## TASK TO CARRY OUT
Recreate the entire listing that appears below, exactly.

##### RECORDS PROVIDED #####

PR #465, opened 2018-07-08
Schnorr signature/verification

lontivero:
# Schnorr signatures
This PR contains the first version of the `Schnorr signature and verification algorithms` as defined in the BIP proposal https://github.com/sipa/bips/blob/bip-schnorr/bip-schnorr.mediawiki.

### Batch verification
We not implement signatures batch verifications becuase I don't know how to implement the step:
Let y = c<sup>(p+1)/4</sup> mod p

### Integration into NBitcoin existing classes
We didn't integrate this new types into the existing classes because it is not clear how to do it without having conflicts with the `ECDSA` methods. The `ECDSA signature/verification methods` are in the `ECKey` and `Key` classes. 

We prefer let this decision on the hands of the maintainer @NicolasDorier. 

### Security considerations
A secured signature implementation should be constant time execution and this is not. Probably the ECDSA signature algorithm in BC is not constant time neither.

### Jacobi
We didn't review the correctness of the `BigInteger.Jacobi` method because we didn't try to understand the math involved in that method. Instead, we ran that method in parallel with the `Jacobi` method used in the BIP:

---
**Python**
```python
p = 73

def jacobi(x):
    return pow(x, (p - 1) // 2, p)

for n in range(0, p):
    print(jacobi(n)) 
```
**C#**
```c#
var p = 73;

for(var n=0; i<p; i++){
    Console.WriteLine(BigInteger.Jacobi(n, p));
}
```

Both methods' results are the same.
---

### What next
We would like to implement the the following algorithms soon:
* Signatures batch verification
* Signature aggregations
* Blind Schnorr signatures

### Merge
This PR can be merge in order to start play with Schnorr signatures. It is not dangeroues and it would be good to have some feedback about it in real world situations.


NBitcoin/Crypto/SchnorrSignature.cs
```diff
@@ -0,0 +1,86 @@
...
+using System.Threading.Tasks;
+using NBitcoin.BouncyCastle.Asn1.X9;
+using System.Security.Cryptography;
+
+namespace NBitcoin.Crypto
+{
+	public class SchnorrSigner
+	{
+
+        public byte[] Sign(uint256 m, byte[] secret)
```
NicolasDorier: `secret` should be of type `uint256`.

NBitcoin/Crypto/SchnorrSignature.cs
```diff
@@ -0,0 +1,86 @@
...
+            if r >= p or s >= n:
+                return False
+            e = sha256(sig[0:32] + bytes_point(pubkey) + msg)
+            R = point_add(point_mul(G, s), point_mul(pubkey, n - e))
+            if R is None or jacobi(R[1]) != 1 or R[0] != r:
+                return False
+            return True
+        */
+
+        public bool Verify(uint256 m, byte[] pubkey, byte[] sig)
```
NicolasDorier: `pubkey` should be of type `PubKey`. `sig` should have its own type like `SchnorrSignature`.

NBitcoin/BouncyCastle/math/BigInteger.cs
```diff
@@ -1523,47 +1523,47 @@ internal bool RabinMillerTest(int certainty, Random random, bool randomlySelecte
...
-		//				b = a1;
-		//			}
-		//			return totalS;
-		//		}
+		
+						int a1Lsw = a1.magnitude[a1.magnitude.Length - 1];
+						if ((bLsw & 3) == 3 && (a1Lsw & 3) == 3)
+							totalS = -totalS;
+		
+		//				a = b.Mod(a1);
```
NicolasDorier: should this be commented?

NBitcoin/BouncyCastle/math/BigInteger.cs
```diff
@@ -1523,47 +1523,47 @@ internal bool RabinMillerTest(int certainty, Random random, bool randomlySelecte
...
+						int bLsw = b.magnitude[b.magnitude.Length - 1];
+						if ((e & 1) != 0 && ((bLsw & 7) == 3 || (bLsw & 7) == 5))
+							totalS = -totalS;
+		
+						// TODO Confirm this is faster than later a1.Equals(One) test
+						if (a.BitLength == e + 1)
+							break;
+						BigInteger a1 = a.ShiftRight(e);
+		//				if (a1.Equals(One))
 		//					break;
```
NicolasDorier: should this be commented?

NBitcoin/Crypto/SchnorrSignature.cs
lontivero: There are two overloaded `Sign` methods, one receives a `Key` instance and the other one receives a `BigInteger` instance.

NBitcoin/Crypto/SchnorrSignature.cs
lontivero: Done

NBitcoin/BouncyCastle/math/BigInteger.cs
lontivero: No, the whole method was commented and the Java implementation is very different to the c# one. Anyway, I've compared the results of this implementation against the BIP implementation (`pow(x, (y - 1) // 2, y)`) and it seems to be correct in all the cases.

I've removed the commented garbage anyway.

NBitcoin/BouncyCastle/math/BigInteger.cs
lontivero: Yes, because it uses the remainder what is the same as mod.

NBitcoin/Crypto/SchnorrSignature.cs
```diff
@@ -0,0 +1,100 @@
...
+			var keyPrefixedM = Utils.BigIntegerToBytes(Xr, 32).Concat( P.GetEncoded(true), m.ToBytes(false) ); 
+			var e = new BigInteger(1, Hashes.SHA256(keyPrefixedM));
+
+			var s = k.Add(e.Multiply(secret)).Mod(Secp256k1.N);
+			return new SchnorrSignature(Xr, s);
+		} 
+
+		public bool Verify(uint256 m, PubKey pubkey, SchnorrSignature sig)
+		{
+			return Verify(m, pubkey.ToBytes(), sig);
```
NicolasDorier: you are doing too much work here. From `PubKey` you can already have the `ECKey`. Here you are converting in byte[] for later parsing it again!

NBitcoin/Crypto/SchnorrSignature.cs
```diff
@@ -0,0 +1,100 @@
...
+		}
+
+		public bool Verify(uint256 m, byte[] pubkey, SchnorrSignature sig)
```
NicolasDorier: I think `byte[] pubkey` overload should not exist

NBitcoin/Crypto/SchnorrSignature.cs
```diff
@@ -0,0 +1,100 @@
...
+		public static SchnorrSignature Parse(string hex)
+		{
+			var bytes = Encoders.Hex.DecodeData(hex);
+			return new SchnorrSignature(bytes);
+		}
+
+		public SchnorrSignature(byte[] bytes)
+		{
+			if(bytes.Length != 64)
+				throw new ArgumentException("Invalid schnorr signature lenght.");
```
NicolasDorier: typo => `length`

NBitcoin/Crypto/SchnorrSignature.cs
lontivero: I've removed the overloaded method.

NBitcoin/Crypto/SchnorrSignature.cs
lontivero: fixed.

NBitcoin/Crypto/SchnorrSignature.cs
lontivero: removed.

#####

## RESPONSE AREA
PR #465, opened 2018-07-08
Schnorr signature/verification

lontivero:
# Schnorr signatures
This PR contains the first version of the `Schnorr signature and verification algorithms` as defined in the BIP proposal https://github.com/sipa/bips/blob/bip-schnorr/bip-schnorr.mediawiki.

### Batch verification
We not implement signatures batch verifications becuase I don't know how to implement the step:
Let y = c<sup>(p+1)/4</sup> mod p

### Integration into NBitcoin existing classes
We didn't integrate this new types into the existing classes because it is not clear how to do it without having conflicts with the `ECDSA` methods. The `ECDSA signature/verification methods` are in the `ECKey` and `Key` classes. 

We prefer let this decision on the hands of the maintainer @NicolasDorier. 

### Security considerations
A secured signature implementation should be constant time execution and this is not. Probably the ECDSA signature algorithm in BC is not constant time neither.

### Jacobi
We didn't review the correctness of the `BigInteger.Jacobi` method because we didn't try to understand the math involved in that method. Instead, we ran that method in parallel with the `Jacobi` method used in the BIP:

---
**Python**
```python
p = 73

def jacobi(x):
    return pow(x, (p - 1) // 2, p)

for n in range(0, p):
    print(jacobi(n)) 
```
**C#**
```c#
var p = 73;

for(var n=0; i<p; i++){
    Console.WriteLine(BigInteger.Jacobi(n, p));
}
```

Both methods' results are the same.
---

### What next
We would like to implement the the following algorithms soon:
* Signatures batch verification
* Signature aggregations
* Blind Schnorr signatures

### Merge
This PR can be merge in order to start play with Schnorr signatures. It is not dangeroues and it would be good to have some feedback about it in real world situations.


NBitcoin/Crypto/SchnorrSignature.cs
```diff
@@ -0,0 +1,86 @@
...
+using System.Threading.Tasks;
+using NBitcoin.BouncyCastle.Asn1.X9;
+using System.Security.Cryptography;
+
+namespace NBitcoin.Crypto
+{
+	public class SchnorrSigner
+	{
+
+        public byte[] Sign(uint256 m, byte[] secret)
```
NicolasDorier: `secret` should be of type `uint256`.

NBitcoin/Crypto/SchnorrSignature.cs
```diff
@@ -0,0 +1,86 @@
...
+            if r >= p or s >= n:
+                return False
+            e = sha256(sig[0:32] + bytes_point(pubkey) + msg)
+            R = point_add(point_mul(G, s), point_mul(pubkey, n - e))
+            if R is None or jacobi(R[1]) != 1 or R[0] != r:
+                return False
+            return True
+        */
+
+        public bool Verify(uint256 m, byte[] pubkey, byte[] sig)
```
NicolasDorier: `pubkey` should be of type `PubKey`. `sig` should have its own type like `SchnorrSignature`.

NBitcoin/BouncyCastle/math/BigInteger.cs
```diff
@@ -1523,47 +1523,47 @@ internal bool RabinMillerTest(int certainty, Random random, bool randomlySelecte
...
-		//				b = a1;
-		//			}
-		//			return totalS;
-		//		}
+		
+						int a1Lsw = a1.magnitude[a1.magnitude.Length - 1];
+						if ((bLsw & 3) == 3 && (a1Lsw & 3) == 3)
+							totalS = -totalS;
+		
+		//				a = b.Mod(a1);
```
NicolasDorier: should this be commented?

NBitcoin/BouncyCastle/math/BigInteger.cs
```diff
@@ -1523,47 +1523,47 @@ internal bool RabinMillerTest(int certainty, Random random, bool randomlySelecte
...
+						int bLsw = b.magnitude[b.magnitude.Length - 1];
+						if ((e & 1) != 0 && ((bLsw & 7) == 3 || (bLsw & 7) == 5))
+							totalS = -totalS;
+		
+						// TODO Confirm this is faster than later a1.Equals(One) test
+						if (a.BitLength == e + 1)
+							break;
+						BigInteger a1 = a.ShiftRight(e);
+		//				if (a1.Equals(One))
 		//					break;
```
NicolasDorier: should this be commented?

NBitcoin/Crypto/SchnorrSignature.cs
lontivero: There are two overloaded `Sign` methods, one receives a `Key` instance and the other one receives a `BigInteger` instance.

NBitcoin/Crypto/SchnorrSignature.cs
lontivero: Done

NBitcoin/BouncyCastle/math/BigInteger.cs
lontivero: No, the whole method was commented and the Java implementation is very different to the c# one. Anyway, I've compared the results of this implementation against the BIP implementation (`pow(x, (y - 1) // 2, y)`) and it seems to be correct in all the cases.

I've removed the commented garbage anyway.

NBitcoin/BouncyCastle/math/BigInteger.cs
lontivero: Yes, because it uses the remainder what is the same as mod.

NBitcoin/Crypto/SchnorrSignature.cs
```diff
@@ -0,0 +1,100 @@
...
+			var keyPrefixedM = Utils.BigIntegerToBytes(Xr, 32).Concat( P.GetEncoded(true), m.ToBytes(false) ); 
+			var e = new BigInteger(1, Hashes.SHA256(keyPrefixedM));
+
+			var s = k.Add(e.Multiply(secret)).Mod(Secp256k1.N);
+			return new SchnorrSignature(Xr, s);
+		} 
+
+		public bool Verify(uint256 m, PubKey pubkey, SchnorrSignature sig)
+		{
+			return Verify(m, pubkey.ToBytes(), sig);
```
NicolasDorier: you are doing too much work here. From `PubKey` you can already have the `ECKey`. Here you are converting in byte[] for later parsing it again!

NBitcoin/Crypto/SchnorrSignature.cs
```diff
@@ -0,0 +1,100 @@
...
+		}
+
+		public bool Verify(uint256 m, byte[] pubkey, SchnorrSignature sig)
```
NicolasDorier: I think `byte[] pubkey` overload should not exist

NBitcoin/Crypto/SchnorrSignature.cs
```diff
@@ -0,0 +1,100 @@
...
+		public static SchnorrSignature Parse(string hex)
+		{
+			var bytes = Encoders.Hex.DecodeData(hex);
+			return new SchnorrSignature(bytes);
+		}
+
+		public SchnorrSignature(byte[] bytes)
+		{
+			if(bytes.Length != 64)
+				throw new ArgumentException("Invalid schnorr signature lenght.");
```
NicolasDorier: typo => `length`

NBitcoin/Crypto/SchnorrSignature.cs
lontivero: I've removed the overloaded method.

NBitcoin/Crypto/SchnorrSignature.cs
lontivero: fixed.

NBitcoin/Crypto/SchnorrSignature.cs
lontivero: removed.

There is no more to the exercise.